In the elution method, one half of the Schirmer strips was first cut into 4 locations (location A: head; location B: 0–10 mm; location C: 10–20 mm; location D: 20–30 mm), and subsequently cut into small pieces (approximately 1 mm) with sterilized scissors. The strips were eluted using a piggy-bag method described previously9. In short, the pieces were submerged in 60 µl extraction buffer PBS pH 7.4 with Complete mini protease inhibitor (Sigma Aldrich, Burlington, USA). The samples were incubated on a thermomixer for 1.5 h at 4 °C and 900 rpm. Thereafter, the strip pieces were transferred to a 0.5 mL Eppendorf tube with a syringe needle-punctured hole at the tip. The 0.5 mL Eppendorf tube was placed in the original Eppendorf tube, and centrifuged at 13,000 rpm for 1 min at 4 °C to obtain the eluates. 1 out of 40 µl of all eluates was supplied for PEA analysis.

Total protein measurement (BCA)

The total protein content of tear fluid eluates was determined using the bicinchoninic acid (BCA) Protein Assay Kit (Pierce™, Thermo Fisher Scientific, Waltham, USA) according to the manufacturer’s instructions. Absorbance was measured at 562 nm on a microplate reader (CLARIOstar PLUS, BMG Labtech, Germany). Total protein concentration measurements of location A of the strips (head) were corrected for surface area, wherein the BCA result of locations A of the strip were multiplied with a correction factor.
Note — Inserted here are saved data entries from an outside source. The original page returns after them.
PR #4543, opened 2019-02-11
Refactor scheduler process to exit properly

### LINKED ISSUE #4539: Executions stuck in requested state
##### SUMMARY

Earlier this week we noticed that our instance had a bunch of executions stuck in the `requested` state and none were ever being executed. Restarting the host resolved the problem.

##### ISSUE TYPE
 - Bug Report

##### STACKSTORM VERSION
```
$ st2 --version
st2 2.10.1, on Python 2.7.5
```

```
$ cat /etc/redhat-release

# install method: puppet-st2

# single host installed "all in one" with NO MongoDB clustering/replica-set
# the MongoDB instance is a single instance that lives on the same host as StackStorm
```

##### STEPS TO REPRODUCE
We've been unable to come up with steps that reproduce the issue consistently. It has been noticed, usually over night, that cron rules were not producing the expected output (emails and tickets). These executions were stuck in the `requested` state.

##### EXPECTED RESULTS
Executions run when invoked.

##### Logs
As stated above, restarted the host fixed the issue. Unfortunately the engineer who found the issue didn't debug any further and try restarting individual services or pin point which service was the issue.

Post-mortem, we found the following in the `/var/log/st2/st2scheduler.log`

```

2019-02-04 14:48:45,229 140516293681552 INFO scheduler [-] (PID=8536) Scheduler started.
2019-02-04 14:48:45,418 140516293681552 INFO consumers [-] Starting SchedulerEntrypoint...
2019-02-04 14:48:45,429 140516109106224 INFO mixins [-] Connected to amqp://xxx:**@127.0.0.1:5672//
2019-02-04 14:51:05,599 140516198248688 ERROR traceback [-] Traceback (most recent call last):

2019-02-04 14:51:05,599 140516198248688 ERROR traceback [-]   File "/opt/stackstorm/st2/lib/python2.7/site-packages/eventlet/hubs/poll.py", line 109, in wait

2019-02-04 14:51:05,600 140516198248688 ERROR traceback [-]     listener.cb(fileno)

2019-02-04 14:51:05,600 140516198248688 ERROR traceback [-]   File "/opt/stackstorm/st2/lib/python2.7/site-packages/eventlet/greenthread.py", line 219, in main

2019-02-04 14:51:05,600 140516198248688 ERROR traceback [-]     result = function(*args, **kwargs)

2019-02-04 14:51:05,600 140516198248688 ERROR traceback [-]   File "/opt/stackstorm/st2/lib/python2.7/site-packages/st2actions/scheduler/handler.py", line 67, in run

2019-02-04 14:51:05,601 140516198248688 ERROR traceback [-]     execution_queue_item_db = self._get_next_execution()

2019-02-04 14:51:05,601 140516198248688 ERROR traceback [-]   File "/opt/stackstorm/st2/lib/python2.7/site-packages/st2actions/scheduler/handler.py", line 125, in _get_next_execution

2019-02-04 14:51:05,601 140516198248688 ERROR traceback [-]     execution_queue_item_db = ActionExecutionSchedulingQueue.query(**query).first()

2019-02-04 14:51:05,601 140516198248688 ERROR traceback [-]   File "/opt/stackstorm/st2/lib/python2.7/site-packages/mongoengine/queryset/base.py", line 294, in first

2019-02-04 14:51:05,602 140516198248688 ERROR traceback [-]     result = queryset[0]

2019-02-04 14:51:05,602 140516198248688 ERROR traceback [-]   File "/opt/stackstorm/st2/lib/python2.7/site-packages/mongoengine/queryset/base.py", line 194, in __getitem__

2019-02-04 14:51:05,602 140516198248688 ERROR traceback [-]     queryset._cursor[key],

2019-02-04 14:51:05,602 140516198248688 ERROR traceback [-]   File "/opt/stackstorm/st2/lib/python2.7/site-packages/pymongo/cursor.py", line 610, in __getitem__

2019-02-04 14:51:05,603 140516198248688 ERROR traceback [-]     for doc in clone:

2019-02-04 14:51:05,603 140516198248688 ERROR traceback [-]   File "/opt/stackstorm/st2/lib/python2.7/site-packages/pymongo/cursor.py", line 1189, in next

2019-02-04 14:51:05,603 140516198248688 ERROR traceback [-]     if len(self.__data) or self._refresh():

2019-02-04 14:51:05,603 140516198248688 ERROR traceback [-]   File "/opt/stackstorm/st2/lib/python2.7/site-packages/pymongo/cursor.py", line 1104, in _refresh

2019-02-04 14:51:05,603 140516198248688 ERROR traceback [-]     self.__send_message(q)

2019-02-04 14:51:05,604 140516198248688 ERROR traceback [-]   File "/opt/stackstorm/st2/lib/python2.7/site-packages/pymongo/cursor.py", line 982, in __send_message

2019-02-04 14:51:05,604 140516198248688 ERROR traceback [-]     helpers._check_command_response(first)

2019-02-04 14:51:05,604 140516198248688 ERROR traceback [-]   File "/opt/stackstorm/st2/lib/python2.7/site-packages/pymongo/helpers.py", line 132, in _check_command_response

2019-02-04 14:51:05,604 140516198248688 ERROR traceback [-]     raise NotMasterError(errmsg, response)

2019-02-04 14:51:05,604 140516198248688 ERROR traceback [-] NotMasterError: interrupted at shutdown

2019-02-04 14:51:05,605 140516198248688 ERROR hub [-] Removing descriptor: 9

2019-02-05 03:28:30,413 140516198248688 INFO misc [-] Re-opening log file "/var/log/st2/st2scheduler.log" with mode "a"

2019-02-05 03:28:30,422 140516198248688 INFO misc [-] Re-opening log file "/var/log/st2/st2scheduler.audit.log" with mode "a"
```

It appears that the `st2scheduler` encountered an exception and the greenthread died and caused the service to no longer function.

In the next log file (after rotation) you can see when we fixed the issue:

```
2019-02-05 03:28:31,993 140516198248688 INFO misc [-] Re-opening log file "/var/log/st2/st2scheduler.log" with mode "a"

2019-02-05 03:28:31,996 140516198248688 INFO misc [-] Re-opening log file "/var/log/st2/st2scheduler.audit.log" with mode "a"

2019-02-05 10:29:53,767 140516293681552 INFO scheduler [-] (PID=8536) Scheduler stopped.
2019-02-05 10:29:53,767 140516293681552 INFO consumers [-] Shutting down SchedulerEntrypoint...
2019-02-05 10:31:30,168 139946447700368 INFO __init__ [-] Connecting to database "st2" @ "127.0.0.1:27017" as user "xxx".
2019-02-05 10:31:30,769 139946447700368 INFO __init__ [-] Successfully connected to database "st2" @ "127.0.0.1:27017" as user "xxx".
2019-02-05 10:31:46,988 139946447700368 AUDIT runnersregistrar [-] RunnerType updated. RunnerType RunnerTypeDB(d
```

m4dcoder:
Add retries in the scheduler handler to temporarily handle DB connection failures. Refactor how threads exit for the process to return proper code.  Fixes #4539


st2actions/st2actions/scheduler/handler.py
```diff
@@ -60,25 +62,37 @@ def __init__(self):
...
 
     def cleanup(self):
-        LOG.debug('Starting scheduler garbage collection')
+        LOG.debug('Starting scheduler garbage collection...')
 
         while not self._shutdown:
             eventlet.greenthread.sleep(cfg.CONF.scheduler.gc_interval)
             self._handle_garbage_collection()
 
+    @retrying.retry(
```
Kami: I'm personally still not too sure about this retry here. It's seems like a one off - aka we don't do it in other similar services.

Kami: Besides that, the linking looks good to me, let's please just add some test cases for it.

Kami:
I added some test cases in 442c57e1f.

It wasn't totally trivial to write them because we need to emulate async nature of those services and throw an exception in a specific place (``process()`` method).

If we don't emulate that async nature and exception will be thrown inside ``start()`` and not async after blocking ``wait()`` is called, it will look like the service is working and exiting correctly, but it's actually not.

Those tests, ``test_service_exits_correctly_on_fatal_exception_in_entrypoint_process`` specifically uncover an issue with the code, aka the change doesn't fix the whole issue.

Problem lies in this line of code - https://github.com/StackStorm/st2/pull/4543/files#diff-4d1c13310fc6ebda8f5e5d2ec414c2f9R71.

Doing ``handler.wait() or entrypoint.wait()`` means the process will only exit if ``handler.wait()`` throws. If only entrypoint throws, we will still be waiting on ``handler.wait()`` and service will still be running with one of the process being dead (entrypoint specifically).

In short - the same original issue still exists.

You can also replicate the issue manually in the same manner by adding ``raise Exception('')`` inside ``SchedulerEntrypoint.process()`` method, running the scheduler manually and scheduling an action execution.

Again, it's important you add it there. If you add it inside start(), run() or similar the exception will be correctly propagated and process will exit because that happens before the blocking ``handler.wait() or entrypoint.wait()``line is called.

Kami:
As far as the correct and best solution goes, I'm not too sure about that yet.

There are multiple approaches, but all of them will require us to refactor cmd entry point and use a non-standard code there.

Something along the lines of:

```python
        handler_wait_thread = eventlet.spawn(handler.wait)
        entrypoint_wait_thread = eventlet.spawn(entrypoint.wait)
        handler_wait_thread.link(exit_on_error)
        handler_wait_thread.link(exit_on_error)

# Sleep until the service exits on exit_on_error
while True:
    eventlet.sleep(0.1)
```

Should work. This means we need to perform logging and all the clean up (calling shutdown, teardown, etc.) in that ``exit_on_error`` function though (and we also need to handle CTRL+C, etc.).

On a related note - we really need to be careful with such code pattern - blocking wait on two independent green threads inside the service entry point.

If we use it in other places, it will exhibit the same issue and edge cases so we need to audit the code for such patterns and fix it if we also find it in some other place.

st2actions/st2actions/scheduler/handler.py
m4dcoder: I think having the retries there is ok.  For a single server install w/o any complex service management, this prevents temporary hiccups with MongoDB connection.  If users want to fail fast, they can reconfigure the retries.  If you're worry about consistency, we can revisit.  After this issue, our service pattern need an overhaul.

m4dcoder:
Yeah.  That's why I commented that the handler.wait needs to be evaluated first since entrypoint is more durable.  I agree, eventlets give us very little option to wait on multiple threads.  Either we use `link` throughout to signal all other threads to exit or we find another option which signals us if any thread exits (i.e. gevent.wait with count=1)

Kami:
Let's please add a changelog entry. Besides that, LGTM :+1:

The correction factor was calculated with the following formula (surface area half circle/ surface are half square = \(2{r}^{2}\)/\(\frac{1}{2}\pi {r}^{2}\) = 4/π).

Targeted proteomics using proximity extension assay (PEA)

Punches of the Schirmer strip as well as 1 µl of tear fluid eluates were measured with the Olink Target 96 inflammation panel (product number: 95302) using the PEA technology (Olink, Uppsala, Sweden). A full list of 92 included inflammatory proteins is available in the supplementary material. In PEA, matched pairs of antibodies carry a unique DNA tag that will bind to the respective target protein in the tear sample. The matched pair of antibodies with their DNA are able to hybridize when brought in proximity. The hybridized tags are extended to an amplicon, and subsequently detected and quantified using quantitative PCR (qPCR). The number of qPCR cycles is related to the expression of the protein in the tear sample, shown in log base-2 NPX values. The technology uses 4 internal controls, incubation, extension, and detection control, that are spiked into each sample and well. They are used for normalization and evaluation of sample and run quality. Samples pass quality control if internal incubation and detection control are within ± 0.3NPX of the plate median. Protein detectability (%) was defined as the number of detectable proteins (having values above the lower limit of detection) from the total number of proteins tested (92).

Protein distribution of spiked proteins within a Schirmer strip

On the head of the Schirmer strip 35μL of either 2 mg/mL lysozyme (Roche Diagnostics GmbH, Mannheim, Germany), or glutathione (VWR international BV, Amsterdam, The Netherlands) in 1× PBS was pipetted and then stored at − 80 °C. After storage, the entire strip was horizontally cut into 5 mm pieces which were separately eluted following previously noted protocol. The protein content of each 5 mm strip location was quantified using the BCA assay. Each condition was repeated in triplicate.

Data analysis

Statistical analysis was performed using IBM SPSS Statistics 27. Descriptive statistics are shown in boxplots, as mean ± standard deviation (SD), or as mean and 95% confidence interval (CI). To assess statistical significance between variables, a Student’s t-test, or one-way ANOVA were applied. Olink NPX values were loaded into R (> = 4.2.2) and a Principal Component Analysis (PCA) was performed using “prcomp” on z-score scaled NPX values. A p-value below 0.05 was considered statistically significant, and is marked with an asterisk in the graphs. A double asterisk indicates a p-value below 0.01.